***** Records for the task

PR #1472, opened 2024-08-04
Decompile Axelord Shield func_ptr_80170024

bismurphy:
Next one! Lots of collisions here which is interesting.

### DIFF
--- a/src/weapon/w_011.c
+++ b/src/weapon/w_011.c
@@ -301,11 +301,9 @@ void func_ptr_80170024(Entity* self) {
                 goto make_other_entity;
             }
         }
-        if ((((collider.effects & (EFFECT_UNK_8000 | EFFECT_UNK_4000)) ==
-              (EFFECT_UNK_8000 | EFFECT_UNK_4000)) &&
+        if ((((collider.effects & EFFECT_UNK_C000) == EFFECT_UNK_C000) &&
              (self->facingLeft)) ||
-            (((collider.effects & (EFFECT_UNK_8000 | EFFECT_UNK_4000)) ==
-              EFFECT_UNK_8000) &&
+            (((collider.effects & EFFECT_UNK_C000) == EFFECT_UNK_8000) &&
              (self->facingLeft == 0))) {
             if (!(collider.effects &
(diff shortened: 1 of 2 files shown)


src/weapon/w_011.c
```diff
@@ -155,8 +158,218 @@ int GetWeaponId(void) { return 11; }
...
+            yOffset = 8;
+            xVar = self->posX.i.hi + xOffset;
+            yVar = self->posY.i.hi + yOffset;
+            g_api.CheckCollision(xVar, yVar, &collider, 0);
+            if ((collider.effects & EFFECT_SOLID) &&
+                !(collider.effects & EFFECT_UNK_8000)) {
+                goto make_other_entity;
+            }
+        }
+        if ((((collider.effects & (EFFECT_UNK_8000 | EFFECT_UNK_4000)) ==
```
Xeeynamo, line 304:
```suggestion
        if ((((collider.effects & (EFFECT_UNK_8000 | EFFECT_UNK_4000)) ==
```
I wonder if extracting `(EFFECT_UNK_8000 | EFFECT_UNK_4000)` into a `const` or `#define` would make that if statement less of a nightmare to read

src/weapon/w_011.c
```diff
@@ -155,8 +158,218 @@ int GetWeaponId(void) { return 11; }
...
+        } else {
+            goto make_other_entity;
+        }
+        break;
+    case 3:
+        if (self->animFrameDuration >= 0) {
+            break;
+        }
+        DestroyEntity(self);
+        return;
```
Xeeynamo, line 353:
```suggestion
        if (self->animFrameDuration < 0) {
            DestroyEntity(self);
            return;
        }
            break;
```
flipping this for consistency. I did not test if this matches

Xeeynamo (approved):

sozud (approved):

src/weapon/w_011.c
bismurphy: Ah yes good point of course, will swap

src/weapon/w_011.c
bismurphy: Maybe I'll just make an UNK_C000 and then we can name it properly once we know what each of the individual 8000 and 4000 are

**********
***** Records for the task

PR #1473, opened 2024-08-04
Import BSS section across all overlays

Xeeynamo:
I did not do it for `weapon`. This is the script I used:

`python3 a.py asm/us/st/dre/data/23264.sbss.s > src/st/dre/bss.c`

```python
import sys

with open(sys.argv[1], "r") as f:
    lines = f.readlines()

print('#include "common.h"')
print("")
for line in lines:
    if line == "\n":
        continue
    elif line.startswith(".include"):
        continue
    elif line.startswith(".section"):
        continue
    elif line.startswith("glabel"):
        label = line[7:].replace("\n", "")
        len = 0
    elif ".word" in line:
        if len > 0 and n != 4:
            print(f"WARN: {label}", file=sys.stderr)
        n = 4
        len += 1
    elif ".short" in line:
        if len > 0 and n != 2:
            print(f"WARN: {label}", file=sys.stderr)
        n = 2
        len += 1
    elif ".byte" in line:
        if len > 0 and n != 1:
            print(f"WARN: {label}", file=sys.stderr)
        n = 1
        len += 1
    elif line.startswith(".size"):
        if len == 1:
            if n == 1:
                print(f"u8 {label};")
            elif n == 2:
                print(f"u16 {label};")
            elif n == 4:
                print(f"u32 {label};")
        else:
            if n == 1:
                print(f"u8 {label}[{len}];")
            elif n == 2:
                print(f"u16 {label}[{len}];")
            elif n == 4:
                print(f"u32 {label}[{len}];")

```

**********
***** Records for the task

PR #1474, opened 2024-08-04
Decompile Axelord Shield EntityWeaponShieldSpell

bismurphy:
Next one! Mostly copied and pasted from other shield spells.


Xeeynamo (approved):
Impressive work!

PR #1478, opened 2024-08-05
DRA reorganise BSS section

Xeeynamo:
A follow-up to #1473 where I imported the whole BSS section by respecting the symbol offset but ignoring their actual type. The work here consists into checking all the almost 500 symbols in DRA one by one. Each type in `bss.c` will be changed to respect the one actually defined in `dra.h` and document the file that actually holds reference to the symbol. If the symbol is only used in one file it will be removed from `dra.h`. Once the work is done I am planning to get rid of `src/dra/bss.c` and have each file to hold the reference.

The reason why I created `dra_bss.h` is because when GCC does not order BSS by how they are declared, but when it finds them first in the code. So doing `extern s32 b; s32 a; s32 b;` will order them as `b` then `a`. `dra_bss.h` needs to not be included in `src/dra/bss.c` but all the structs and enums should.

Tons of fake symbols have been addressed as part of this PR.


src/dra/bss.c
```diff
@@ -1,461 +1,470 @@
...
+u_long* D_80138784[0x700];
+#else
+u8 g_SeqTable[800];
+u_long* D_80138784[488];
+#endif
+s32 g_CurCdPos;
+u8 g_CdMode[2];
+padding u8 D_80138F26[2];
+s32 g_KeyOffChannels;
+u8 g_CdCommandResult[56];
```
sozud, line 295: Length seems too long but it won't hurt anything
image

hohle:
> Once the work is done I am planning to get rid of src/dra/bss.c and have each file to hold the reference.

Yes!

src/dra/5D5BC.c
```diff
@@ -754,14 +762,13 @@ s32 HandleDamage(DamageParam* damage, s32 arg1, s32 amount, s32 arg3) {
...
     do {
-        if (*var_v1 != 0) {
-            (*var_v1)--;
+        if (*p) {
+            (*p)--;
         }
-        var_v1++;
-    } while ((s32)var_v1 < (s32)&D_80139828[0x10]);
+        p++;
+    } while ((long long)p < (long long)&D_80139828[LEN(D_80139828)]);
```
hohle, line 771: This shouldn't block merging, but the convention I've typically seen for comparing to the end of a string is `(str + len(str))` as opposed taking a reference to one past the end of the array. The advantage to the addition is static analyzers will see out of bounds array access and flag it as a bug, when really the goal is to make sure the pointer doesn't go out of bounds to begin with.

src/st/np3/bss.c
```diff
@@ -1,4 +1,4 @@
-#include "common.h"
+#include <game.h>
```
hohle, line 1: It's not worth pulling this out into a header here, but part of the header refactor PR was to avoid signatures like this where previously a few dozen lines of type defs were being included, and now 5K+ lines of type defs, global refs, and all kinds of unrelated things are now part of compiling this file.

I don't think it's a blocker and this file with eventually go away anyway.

**********

=== Work order ===
When the word "xVar" occurs in a line above, list that line.

=== Solution to the exercise ===
+            xVar = self->posX.i.hi + xOffset;
+            g_api.CheckCollision(xVar, yVar, &collider, 0);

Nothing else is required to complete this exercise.